Stephen Vincent Ryan, C.M. (January 1, 1825 – April 10, 1896) was a Canadian-born American prelate of the Catholic Church. A member of the Congregation of the Mission, he served as Bishop of Buffalo from 1868 until his death in 1896.

Biography

Early life
Ryan was born on New Year's Day 1825 in Almonte, Ontario, to Martin and Margaret (née McCarthy) Ryan. His parents were natives of Ireland who lived in Sixmilebridge before immigrating to Canada, and Ryan was the fifth of their nine children. At his baptism, the priest is alleged to have remarked, "This child will command an army yet." When he was three years old, the family moved to Pottsville, Pennsylvania. He was confirmed by the visiting Mexican bishop Joaquín Fernández de Madrid y Canal in 1835 and then took the name Vincent.

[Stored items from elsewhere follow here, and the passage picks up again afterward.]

PR #1459, opened 2024-06-23
Move Zstd tests from CirrusCI to GitHub Actions

seladb:
- Move Zstd tests from CirrusCI to GitHub Actions
- Comment out the rest of Cirrus CI jobs so we can merge the PR

### DIFF
--- a/.github/workflows/build_and_test.yml
+++ b/.github/workflows/build_and_test.yml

Ryan entered St. Charles Borromeo Seminary in Philadelphia at age 15 to begin his studies for the priesthood. After the accession of a Vincentian rector at the seminary, he decided to join that religious order and enrolled at St. Mary's Seminary of the Barrens in Perryville, Missouri. He made his profession as a Vincentian on May 6, 1846.

Priesthood
Ryan was ordained a priest on June 24, 1849 by Archbishop Peter Richard Kenrick in St. Louis. He remained at the Barrens until 1851, when he became a professor at St. Vincent's College in Cape Girardeau. He was elevated to president of the college in 1856. The following year, Ryan was appointed Visitor, or head, of the Vincentian community in the United States. At the time, he was only 32 years old and but eight years a priest. Upon meeting Ryan, Cardinal Alessandro Barnabò of the Congregation for the Propagation of the Faith supposedly exclaimed, "What young men they make Visitors in America!"

During his 11 years as Visitor (1857-1868), Ryan guided the community through the difficult days of the Civil War. At this time there were 57 priests, 40 brothers, ten scholastics, and seven novices. In one of his final acts as Visitor, he transferred the provincial headquarters from St. Louis to the Germantown neighborhood of Philadelphia in 1867.

Bishop of Buffalo
Ryan's fellow Vincentian, Bishop John Timon of the Diocese of Buffalo, New York, died in April 1867. On March 3, 1868, Ryan was appointed to succeed Timon as the second Bishop of Buffalo by Pope Pius IX. He initially refused to accept the position and returned his letter of appointment to Rome, but he eventually conceded. He received his episcopal consecration on November 8, 1868 from Archbishop John McCloskey, with Bishops John Loughlin and John Lynch serving as co-consecrators, at St. Joseph's Cathedral in Buffalo. 

From 1869 to 1870, he participated in the First Vatican Council. Ryan unified the Catholic school system in the diocese and established a commission to supervise it He founded the diocesan newspaper called The Catholic Union. He also engaged in a public controversy with Arthur Coxe, the Episcopal Bishop of Western New York, over the issue of apostolic succession.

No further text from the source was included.